I added the comments here to make the folks understand what these changes
are for, as LuisChamberlain suggested. Do you think that it is
unnecessary and the commit message is enough for users to understand this
function?

[...]
> > +
> >  static ssize_t __init xwrite(struct file *file, const char *p, size_t count,
> >               loff_t *pos)
> >  {
> > @@ -682,15 +684,23 @@ static void __init do_populate_rootfs(void *unused, async_cookie_t cookie)
> >       else
> >               printk(KERN_INFO "Unpacking initramfs...\n");
> >
> > +     init_user_rootfs();
> > +
> > +     if (mount_user_root())
>
> I would call this sm like
>
> prepare_mount_rootfs()
> finish_mount_rootfs()

Yeah, this name seems better! I'll change it.

>
> > +             panic("Failed to create user root");
>
> I don't think you need to call init_user_rootfs() separately? You could
> just move it into the prepare_mount_rootfs()/mount_user_root() call.
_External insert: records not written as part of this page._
PR #96, opened 2025-11-17
feat: Implement startup requirement checks and dynamic tool registration

MacondoExpress:
This update introduces a comprehensive pre-flight checks during the startup sequence. 
We've implemented a new `verifyRequirements` function to ensure that the server's environment meets all necessary prerequisites before it begins its main operations.

The verification process now confirms the following:
- Valid connection to the configured Neo4j instance.
- Ability to perform a query against the configured instance.
- Verifies correctness of the APOC installation.
- In case of a missing GDS requirement, the server will start without the GDS specific tools.

To perform these, this PR includes also other improvements such as the ability to filter registered tools by their specific categories, for instance: "read-only", "cypher", "gds".

The `registerTools` method is no longer exposed but instead is been moved to be part of the `.Start` method and implicitly invoked.

Integration test helpers are slightly changed to accomodates testing initial part of the Server initialisation.


internal/server/server_test.go
```diff
@@ -1,12 +1,14 @@
 package server_test
 
 import (
+	"fmt"
 	"testing"
 
 	analytics "github.com/neo4j/mcp/internal/analytics/mocks"
 	"github.com/neo4j/mcp/internal/config"
-	db_mock "github.com/neo4j/mcp/internal/database/mocks"
+	db "github.com/neo4j/mcp/internal/database/mocks"
```
keremgocen, line 9: 🫶

internal/server/tool_register_test.go
```diff
@@ -1,41 +1,43 @@
 package server_test
 
 import (
+	"fmt"
 	"testing"
 
-	"github.com/neo4j/mcp/internal/analytics"
-	analytics_mock "github.com/neo4j/mcp/internal/analytics/mocks"
+	amock "github.com/neo4j/mcp/internal/analytics/mocks"
```
keremgocen: I think we are not using the real `analytics` here, so there should not be a conflict if we used `analytics` instead of `amock` to be a bit more specific.

test/integration/helpers/helpers.go
```diff
@@ -30,12 +30,13 @@ func (ul UniqueLabel) String() string {
...
-	Service       database.Service
-	Deps          *tools.ToolDependencies
-	createdLabels map[string]bool
+	ctx              context.Context
+	t                *testing.T
+	TestID           string
+	Service          database.Service
+	Deps             *tools.ToolDependencies
+	createdLabels    map[string]bool
+	AnalyticsService *analytics_mocks.MockService
```
keremgocen: Same here, I guess it was done in an earlier PR, but I think we should use `analytics` here as well. At least name it something other than snake case, please:)

internal/database/service.go
```diff
@@ -28,9 +28,18 @@ func NewNeo4jService(driver neo4j.DriverWithContext, database string) (*Neo4jSer
 	}, nil
 }
 
+// VerifyConnectivity checks the driver can establish a valid connection with a Neo4j instance;
+func (s *Neo4jService) VerifyConnectivity(ctx context.Context) error {
```
keremgocen, line 32: this looks neat as part of the service now

internal/server/server.go
```diff
@@ -31,30 +33,91 @@ func NewNeo4jMCPServer(version string, cfg *config.Config, dbService database.Se
...
-		config:    cfg,
-		dbService: dbService,
-		version:   version,
-		anService: anService,
+		MCPServer:    mcpServer,
+		config:       cfg,
+		dbService:    dbService,
+		version:      version,
+		anService:    anService,
+		gdsInstalled: false,
```
keremgocen, line 41: nit: no need to provide it, as it defaults to `false`
Counterargument: it's more visible to be explicit

MacondoExpress: I think it will be more visible for no harm introduced, I will be prone to keep it, agree?

keremgocen (approved):
LGTM

PR #97, opened 2025-11-18
Add Dockerfile

mjfwebb:
In preparation for adding neo4j-mcp to the Docker mcp-register, we need to have a Dockerfile present in our repository.

### DIFF
--- a/Dockerfile
+++ b/Dockerfile
@@ -26,5 +26,8 @@ WORKDIR /app
 # Copy binary from builder
 COPY --from=builder /build/neo4j-mcp /app/neo4j-mcp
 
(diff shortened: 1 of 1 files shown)


Dockerfile
```diff
@@ -0,0 +1,30 @@
...
+    -o ../../neo4j-mcp
+
+# Runtime stage
+FROM scratch
+
+WORKDIR /app
+
+# Copy binary from builder
+COPY --from=builder /build/neo4j-mcp /app/neo4j-mcp
+
```
luffy1727, line 28: maybe specify the user here as a non root user USER 65532:65532

PR #100, opened 2025-11-18
Remove defaults and add manual flag parsing for configuration

keremgocen:
Introduce manual parsing for CLI flags related to Neo4j configuration, allowing users to override environment variables. Enhance test coverage for edge cases and integration tests with real environment variables.

### DIFF
--- a/.changes/unreleased/Minor-20251120-144649.yaml
+++ b/.changes/unreleased/Minor-20251120-144649.yaml
@@ -1,0 +1,3 @@
+kind: Minor
+body: Added CLI flags for configuration (--neo4j-uri, --neo4j-username, --neo4j-password, --neo4j-database, --neo4j-read-only, --neo4j-telemetry) that override environment variables. NEO4J_URI, NEO4J_USERNAME, and NEO4J_PASSWORD are now required environment variables (no defaults provided).
+time: 2025-11-20T14:46:49.67341Z


internal/cli/args.go
```diff
@@ -14,38 +15,101 @@ Usage:
...
 
 Options:
-  -h, --help      Show this help message
-  -v, --version   Show version information
+  -h, --help                          Show this help message
+  -v, --version                       Show version information
+  --neo4j-uri <URI>                   Neo4j connection URI (overrides env var)
+  --neo4j-username <USERNAME>         Database username (overrides env var)
+  --neo4j-password <PASSWORD>         Database password (overrides env var)
+  --neo4j-database <DATABASE>         Database name (overrides env var)
```
mjfwebb: I think I would like to be a bit more explicit here

```suggestion
  --neo4j-uri <URI>                   Neo4j connection URI (overrides environment variable NEO4J_URI)
  --neo4j-username <USERNAME>         Database username (overrides environment variable NEO4J_USERNAME)
  --neo4j-password <PASSWORD>         Database password (overrides environment variable NEO4J_PASSWORD
  --neo4j-database <DATABASE>         Database name (overrides environment variable NEO4J_DATABASE)

```

internal/cli/args.go
```diff
@@ -14,38 +15,101 @@ Usage:
...
-  NEO4J_PASSWORD  Database password (required)
+Required Environment Variables:
+  NEO4J_URI       Neo4j database URI
+  NEO4J_USERNAME  Database username
+  NEO4J_PASSWORD  Database password
+
+Optional Environment Variables:
   NEO4J_DATABASE  Database name (default: neo4j)
+  NEO4J_TELEMETRY Enable/disable telemetry (default: true)
+  NEO4J_READ_ONLY Enable read-only mode (default: false)
```
mjfwebb, line 36: We don't want these to be args?

internal/cli/args.go
```diff
@@ -14,38 +15,101 @@ Usage:
...
+- os.Args[4] = "test"
+
+As the loop processes:
+1. i=1: Matches case "--neo4j-uri" → i += 2 → i=3 (skips the URI value)
+2. i=3: Matches case "--neo4j-username" → i += 2 → i=5 (skips the "test" value)
+3. i=5: Loop ends
+
+This allows the arguments to "pass through" untouched so that flag.Parse() in main.go can later handle them properly.
+*/
+
```
mjfwebb: Maybe it's just me but I find this unnecessarily verbose, when the code itself also explains how this works.

cmd/neo4j-mcp/main.go
```diff
@@ -19,12 +20,37 @@ var MixPanelEndpoint = ""
 var MixPanelToken = ""
 
 func main() {
+	// Define CLI flags for configuration
```
mjfwebb: Just a personal choice here, but I would have likely put all of these code additions into `config.LoadConfig()` instead of polluting `main()`

mjfwebb (commented):
Very nice! Left some comments for your consideration 👍

cmd/neo4j-mcp/main.go
MacondoExpress: +1

cmd/neo4j-mcp/main.go
```diff
@@ -2,6 +2,7 @@ package main
 
 import (
 	"context"
+	"flag"
```
MacondoExpress: what a nice std library

cmd/neo4j-mcp/main.go
```diff
@@ -19,12 +20,37 @@ var MixPanelEndpoint = ""
...
-	cfg, err := config.LoadConfig()
-	if err != nil {
+	// Parse flags after HandleArgs
+	flag.Parse()
+
+	// Load config from environment variables
+	cfg := config.LoadConfig()
+
+	// Override config with CLI flags if provided (CLI flags take precedence)
+	if *neo4jURI != "" {
```
MacondoExpress: Same as @mjfwebb pointed out, I would delegate this "overwrite" to the config package, same as "cfg.Validate()"  I see no benefits to delegate the consumer to correctly invoke it, I would delegate that method to be consumed by `config.loadConfig`

cmd/neo4j-mcp/main.go
MacondoExpress: IMO, here we should delegate the "cli" and "config" with clear separation of ownership, from the main.go file I would keep the consumer logic as dummy as possible:
- "handleArgs" we could return a typed struct with the expected args so that can be used later by "loadConfig"
- "loadConfig" that returns errors in case of validation errors

test/integration/config/config_test.go
```diff
@@ -0,0 +1,135 @@
...
+
+// TestLoadConfig_Neo4jConnectivity tests that the application can connect to Neo4j with the provided configuration.
+// This test requires the following environment variables to be set:
+//   - NEO4J_URI: Neo4j database URI
+//   - NEO4J_USERNAME: Database username
+//   - NEO4J_PASSWORD: Database password
+//
+// If any of these environment variables are missing, the test will fail with a clear error message.
+// If the environment variables are set but the database is not accessible, the test will fail with a connection error.
+func TestLoadConfig_Neo4jConnectivity(t *testing.T) {
```
MacondoExpress: Let's remove this test, as we can test entirely with unit testing, without undesired side effects!

internal/cli/args.go
keremgocen: converting them to args as well, I think it makes sense

internal/cli/args.go
keremgocen: done

cmd/neo4j-mcp/main.go
keremgocen: moved the flag parsing logic into LoadConfig

cmd/neo4j-mcp/main.go
keremgocen: This should be done now, handleArgs is returning a struct to override the env vars from the cli flag parsing
loadConfig returns errors if validation fails

cmd/neo4j-mcp/main.go
```diff
@@ -50,10 +60,10 @@ func main() {
 
 	anService := analytics.NewAnalytics(MixPanelToken, MixPanelEndpoint, cfg.URI)
 
-	if cfg.Telemetry == "false" || MixPanelEndpoint == "" || MixPanelToken == "" {
+	if !cfg.Telemetry || MixPanelEndpoint == "" || MixPanelToken == "" {
 		log.Println("Telemetry disabled.")
 		anService.Disable()
-	} else if cfg.Telemetry == "true" {
+	} else {
 		anService.Enable()
```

After rename 'mount_user_root()' to 'prepare_mount_rootfs()', it seems
reasonable to call 'init_user_rootfs()' in 'prepare_mount_rootfs()'.

>
> > +
> >       err = unpack_to_rootfs((char *)initrd_start, initrd_end - initrd_start);
> >       if (err) {
> > +             end_mount_user_root(false);
>
> This boolean argument to end_mount_user_root() is a bit strange. Just
> call init_umount() directly here?

I don't think it is suitable to call init_umount() directly here. Before
umount, 'init_chdir("/")' should be called too, and it seems a little
weird to do these stuff in do_populate_rootfs().

According to the result, finish_mount_rootfs() will change root to the new
mount or fall back and do the clean work, it seems fine.

>
> >  #ifdef CONFIG_BLK_DEV_RAM
> >               populate_initrd_image(err);
> >  #else
> >               printk(KERN_EMERG "Initramfs unpacking failed: %s\n", err);
> >  #endif
> > +             goto done;
> >       }
> >
> > +     end_mount_user_root(true);
> >  done:
> >       /*
> >        * If the initrd region is overlapped with crashkernel reserved region,
> > diff --git a/usr/Kconfig b/usr/Kconfig
> > index 8bbcf699fe3b..f9c96de539c3 100644
> > --- a/usr/Kconfig
> > +++ b/usr/Kconfig
> > @@ -52,6 +52,16 @@ config INITRAMFS_ROOT_GID
> >
> >         If you are not sure, leave it set to "0".
> >
> > +config INITRAMFS_USER_ROOT
>
> I think the naming isn't great. Just call it INITRAMFS_MOUNT. The "user"
> part in all the function and variabe names seems confusing to me at
> least it doesn't convey a lot of useful info. So I'd just drop it and
> try to stick with plain rootfs/initramfs terminology.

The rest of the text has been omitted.